Content starts

PR #1134, opened 2018-03-15
I928 subset simulation

Khayatian:


JIMENOFONSECA:
@Khayatian would you let me know how to test this?

Khayatian:
this branch had some issue, therefore, there is no need for merginig. We can delete it and use the branch "i1076-revert-to-last-working" instead

Issue #1010, opened 2018-01-31
dodo test for thermal network


shanshanhsieh:
we have to add the thermal network to the dodo test.
the test should check if the `thermal_network_matrix.py` is running for reference-case-open.
@daren-thomas  could you please give me a hand on that? : )

daren-thomas:
sure! what are the steps to take to ensure it runs? how long will computation take?

shanshanhsieh:
Thanks, @daren-thomas !

Here are the steps:
After obtaining the demand results for reference-case-open, we have to run `thermal_network_matrix.py` for `DH` and `DC` (change 'network-type' in 'cea.config')

It takes 25 mins to run reference-case-open with 'DH', and a bit less for 'DC'
However, it is more important to make sure 'DH' runs.
If we want to save time, it is good enough to run the script only for 'DH'

daren-thomas:
@shanshanhsieh this will increase the time `cea test` takes - both locally (when reviewing pull requests) and on the jenkins server (run for each update to each pull request) and might decrease the value of the dodo test... so i'm wondering... i think we definitively should implement that on the "merge-to-master" part of the jenkins!

BUT: can you think of a way to test the important parts without running the whole script? can it be split up into functions / code-paths that can be tested once?

shanshanhsieh:
yea, i was thinking about the same thing... 
It is quite important to make sure the outputs from parts of the script doesn't break other parts, therefore, i would like to run it from the begining to the end.
Instead of running the script for the whole year, we could do it for 2000 timesteps, which will only take 5 minutes. 

To do this, we have to change two lines of code before running dodo. 
And the question is where to implement the changes?
1. As this modification is only required for the dodo test, modify it everytime via the `dodo.py` script.
2. Implement a `timestep` variable in `cea.config`

daren-thomas:
OR: split the code for a single timestep into a separate function. so you end up with this structure:

```
def main(config):
    pre_simulation(config)
    for t in xrange(HOURS_OF_YEAR):
        simulate_timestep(t, config)
    post_simulation(config)
```

Then, in dodo, you can just run the `pre_simulation`, then 2000 times the `simulation_timestep` and then the `post_simulation`.

Of course maybe you'd end up with some variables to communicate between these steps - those are added parameters.

daren-thomas:
[...]

PR #1140, opened 2018-03-20
I1090 multiprocessing for thermal network

daren-thomas:
This adds multiprocessing for the thermal_network_matrix module - and a TON of refactorings to make that possible. Many thanks to @roglen for his help here! Also, this includes a fix to #1010 - adding a jenkins test for the thermal_network_matrix and while we're at it, also makes it possible to run a single test from the command line (`cea test --tasks run_thermal_network_matrix`)


roglen:
Tested reference case zug (DH), looped network N5 (DH) and mixed network N7 (DC)

Ran thermal_network_matrix.py and compared output values of:
-  Plant heat requirement
- Total pressure loss (P_DeltaP_Pa)

for the master compared to this branch. Also compared outputs with or without multiprocessing. 

Results show very small variations of output to master (<1%), this is most likely due to changes in the rounding of the edge mass flows. 

This test covers the files: thermal_network_main and substation_matrix , these two are ready to merge.

PR #1149, opened 2018-03-22
Thermal network plots alternate

roglen:
Same Pull request as before but cleaned up. 

Tested and running.


roglen:
@shanshanhsieh no changes to the last update of the previous request, are we ready to merge?

PR #1251, opened 2018-04-19
Integrating cooling technologies into CEA

BhargavaKrishnaSreepathi:
Based on the new demand files which split the load into AHU, ARU and SHU/SCU components, the downstream files had to be adapted. This PR does the same along with few major changes in the optimization.

In this PR, the individual generated by the optimization will have the following:
1. heating block corresponding to heating technologies and their corresponding share in the Peak load
2. indices corresponding to the temperature supplied in the DHN and the number of units among 'AHU, ARU, SHU' to which the DHN supplies
3. buildings connected to DHN
4. cooling block corresponding to cooling technologies and their corresponding share in the Peak Load
5. indices corresponding to the temperature supplied in the DCN and the number of units among 'AHU, ARU, SCU' to which the DCN supplies
6. buildings connected to DCN

Thus the length of the individual has changed significantly.

To match with this, decentralized building calculations were also changed. Now there are two files corresponding to heating and cooling. This PR works exclusively for the cooling case, as we will be needing it for the executive course. In future, the same should be included for the heating case.

In this PR, the cooling technologies have also been added, namely VCC, VCC backup, Storage tank for cooling.

Substation.py file has also been changed to appropriately include the loads corresponding to data center cooling, refrigeration and space cooling.

The best way to test the PR is to run everything from scratch using the reference-case-open and setting the Region as SIN and any singapore based weather files. Good luck testing and let us know if there are any comments. While this is going through the review process, I will add detailed docs


JIMENOFONSECA:
@shanshanhsieh @BhargavaKrishnaSreepathi 

First couple of errors while running the new case study scenario 1. I can pass them to you in an USB so you do not need to run the thermal network, demand, solar etc..

image

image

PR #1273, opened 2018-05-08
1116 Automated setup of looped networks

roglen:
This PR adds code functionality to create looped networks starting from the Steiner minimum spanning tree. If two nodes are neighbors in the street layout but not in the Steiner tree, they are connected. As a result, loops are generated for all cases where nodes can be directly connected to form a loop.

A new line in the config file is added in the `network-layout` section, called `allow-looped-networks`. This flag is default set to False and toggles the function above on (true) or off (false).

The code was tested with WTP cases 1-3. 

To review this PR please:
- [x] generate a new config file, set `allow_looped_networks' to `true`
- [x] run `cea/technologies/thermal_network/network_layout/main.py` (preferably in DH mode as DC has been tested)
- [x] review edges in ArcGis for possible duplicates or empty attributes (length, type, etc.)
- [x] run `thermal_network/thermal_network_matrix.py`
- [x] run `plots/thermal_netowrk/main.py`


roglen:
@JIMENOFONSECA  this may also be of interest to you.

JIMENOFONSECA:
@roglen So the minimum mass flows passed and the diagrams look quite good. what about this?

roglen:
Shanshan is still reviewing now that it is updated from master. Should be ready soon!

shanshanhsieh:
@roglen , it is almost ready beside the weight column in `edge.shp`, please let me know when that is modified.

PR #1299, opened 2018-05-14
I1288 substation calling only cooling for design

roglen:
Small PR to fix substation HEX calling function. 
Renamed variables and adapted call of functions. 
Outputs verified to be in correct order of size wth HISAKA online calculation tool. 
(https://www.hisaka-ex.com/simulator_english/)


roglen:
@shanshanhsieh I made the requested changes, please have a look

PR #1304, opened 2018-05-14
Fixes issue in mobility.py

martin-mosteiro:
The error was caused by the list of occupancy types being defined by the mobility database instead of the occupancy types in the actual reference case. mobility.py now runs as expected.


JIMENOFONSECA:
@roglen Hi Lenny, does this fix the problem?

roglen:
@JIMENOFONSECA This solves the issue for me. Both mobility.py and plots for LCA run. Ready to merge.

PR #1306, opened 2018-05-15
fixing guide

JIMENOFONSECA:


JIMENOFONSECA:
@roglen would you mind checking if this addresses the issue?

roglen:
@JIMENOFONSECA I added one line on the datahelper and made some small changes (typos, spelling).
Can you quickly check that what I wrote about the datahelper is accurate?
Other than that this fixes the issue!

JIMENOFONSECA:
@roglen actually there is a substep including the data helper in Step 1. you need to go to create new project. Do you think this is too hidden?

roglen:
@JIMENOFONSECA ah now i see, it's in the guide for new projects. 
Well I think it's ok as long as we don't need the data helper to run any of our reference cases, and only if we create our own setup. 
I see this guide as the step by step I need to follow to run any of the provided CEA case studies successfully. So if I use files from the 'cea-reference-case' repository I wouldn't have checked the 'new-project-guide'.

PR #1334, opened 2018-05-16
I1305 bug in master

BhargavaKrishnaSreepathi:
This PR should fix the bug in the master. The bug arised because the substation file is not being run in the dencentralized_buildings_heating scenario. This PR fixes it. Also when I am at it did some minor refactoring in storage files. 

To test it, run the decentralized_main, followed by optimization. Follow this with running the plots

### DIFF
--- a/cea/optimization/preprocessing/disconnected_buildings_heating.py
+++ b/cea/optimization/preprocessing/disconnected_buildings_heating.py
@@ -18,6 +18,8 @@ from cea.resources.geothermal import calc_ground_temperature
 from cea.utilities import dbf
 from geopandas import GeoDataFrame as Gdf
 from cea.utilities import epwreader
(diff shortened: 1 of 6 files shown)


JIMENOFONSECA:
@shanshanhsieh would you mind checking if this runs for you? @BhargavaKrishnaSreepathi what about changes in the optimization.main.py which deletes the dataframe of cooling? is that intended?

BhargavaKrishnaSreepathi:
@JIMENOFONSECA: yes it was intentional, as the centralized network-type is 'DH' meaning there will be no cooling supplied by the network, so the calculations will not be present. And only when network-type is 'DC' then the cooling need to be concentrated.

shanshanhsieh:
@JIMENOFONSECA , i can test it

PR #1348, opened 2018-05-18
Solves call from ArcGis

roglen:
Solves issue of thermal netowrk plot not being called correctly if only thermal network plots are run.


roglen:
@JIMENOFONSECA  ready to merge

PR #1356, opened 2018-05-18
Fix mobility issue again

martin-mosteiro:
PR #1304 was reverted because there appeared to be an issue with master. This PR solves the mobility issue again.


JIMENOFONSECA:
@martin-mosteiro could you check why it breaks?

martin-mosteiro:
That's strange, I don't see why that one line of code should affect the tests. I'll look into it by Wednesday.

martin-mosteiro:
@JIMENOFONSECA Good catch - I should've checked the rest of the code but just hadn't had time. The code looks good to me now and the branch seems to pass all tests.

PR #1371, opened 2018-05-22
I1279 update pressure loss calculation in thermal network matrix

roglen:
This PR adds pressure losses at substations, modeled by a Valve and HEX for each demand type (e.g. ahu, aru, etc.) 
HEX losses are modeled based on a linear fit equation of mass flows to pressure losses from datasheet values. 

Edge pressure losses in plots and outputs have also been updated to reflect both supply and return network instead up supply network only. 

The substation pressure losses are plotted in a new bar chart and added to the existing network plots. Variable naming has been unified. 

To verify this PR:
- [ ] review linear fit equation for HEX pressure losses (datasheets and source excel file uploaded in cea-validation repository). Double check with ecocampus measured data to see if scope of results is correct. Especially for DC, substation pressure losses largely exceed edge pressure losses. 
- [ ] run thermal_network_matrix and plots for both DH and DC.


JIMENOFONSECA:
@roglen to solve conflicts i recommend to compare visually your files and those of master (including the last PR of Bhargava) and just push the one that looks better. Unfortunately that is the only way to fix conflicts in excel files

roglen:
@JIMENOFONSECA already working on it :+1: 
This branch still needs review anyways because we need to check with the ecocampus data if the pressure losses are in the correct order of magnitude.

PR #1397, opened 2018-05-24
1263 api build debug

Jack-Hawthorne:
I've made some changes to the make.bat to generate fresh rst files every time a make clean or html is run This is to ensure new modules are accounted for and existing ones are updated.
I've also changed the docs config to include some special methods for which documentation was written but not created.


daren-thomas:

Jack-Hawthorne:
the specific build issues will be address one by one as i go through the documentation.

docs/conf.py
```diff
@@ -195,3 +196,18 @@ def __getattr__(cls, name):
...
 
+
+# ## Add documentation for python special methods (with exclusions)
+
+def autodoc_skip_member(app, what, name, obj, skip, options):
+        exclusions = ('__weakref__',  # special-members
+                  '__doc__', '__module__', '__dict__',  # undoc-members
+                  )
+        exclude = name in exclusions
+        if name == name in exclusions:
```
daren-thomas: I don't understand this line.

docs/make.bat
```diff
@@ -4,6 +4,9 @@ pushd %~dp0
 
 REM Command file for Sphinx documentation
 
+sphinx-apidoc -f -M -T -o modules ../cea
+print(Sphinx has updated rst files)
```
daren-thomas: did you check this? i'm not sure it can work.

daren-thomas: yep. batch doesn't have a `print(...)` statement. replace with:
```
echo Sphinx has updated rst files
```

Jack-Hawthorne: no worries ill have a look at these now

Jack-Hawthorne:
@daren-thomas please have a look at the latest commit with your advised changes

cea/optimization/preprocessing/preprocessing_main.py
```diff
@@ -1,6 +1,6 @@
 """
 ============================
-pre-processing algorithm
+Pre-processing algorithm
 ============================
```
JIMENOFONSECA: @Jack-Hawthorne it is not clear why some of the lines  "===============" are erased and some others are not across different scripts. I think they should be erased from everywhere except where they are needed to be read by sphynxk. Would you mind to check for consistency?

daren-thomas:
@Jack-Hawthorne you still have not addressed the question i had about `docs/conf.py` - come talk to me when you get to the office: I'd like to show you why I don't think this does what you think it does:

```
        if name == name in exclusions:
            return skip
```

daren-thomas:
Also, this needs to get merged as soon as possible. I already had to do a lengthy merge to get it back on track with master.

Content ends

WORK TO BE COMPLETED.
Only the lines above starting with the one with "this branch had" and going through the one with "Here are the" are to be copied, word for word and with both ends kept.

RESPONSE TO THIS TASK.
this branch had some issue, therefore, there is no need for merginig. We can delete it and use the branch "i1076-revert-to-last-working" instead

Issue #1010, opened 2018-01-31
dodo test for thermal network


shanshanhsieh:
we have to add the thermal network to the dodo test.
the test should check if the `thermal_network_matrix.py` is running for reference-case-open.
@daren-thomas  could you please give me a hand on that? : )

daren-thomas:
sure! what are the steps to take to ensure it runs? how long will computation take?

shanshanhsieh:
Thanks, @daren-thomas !

Here are the steps:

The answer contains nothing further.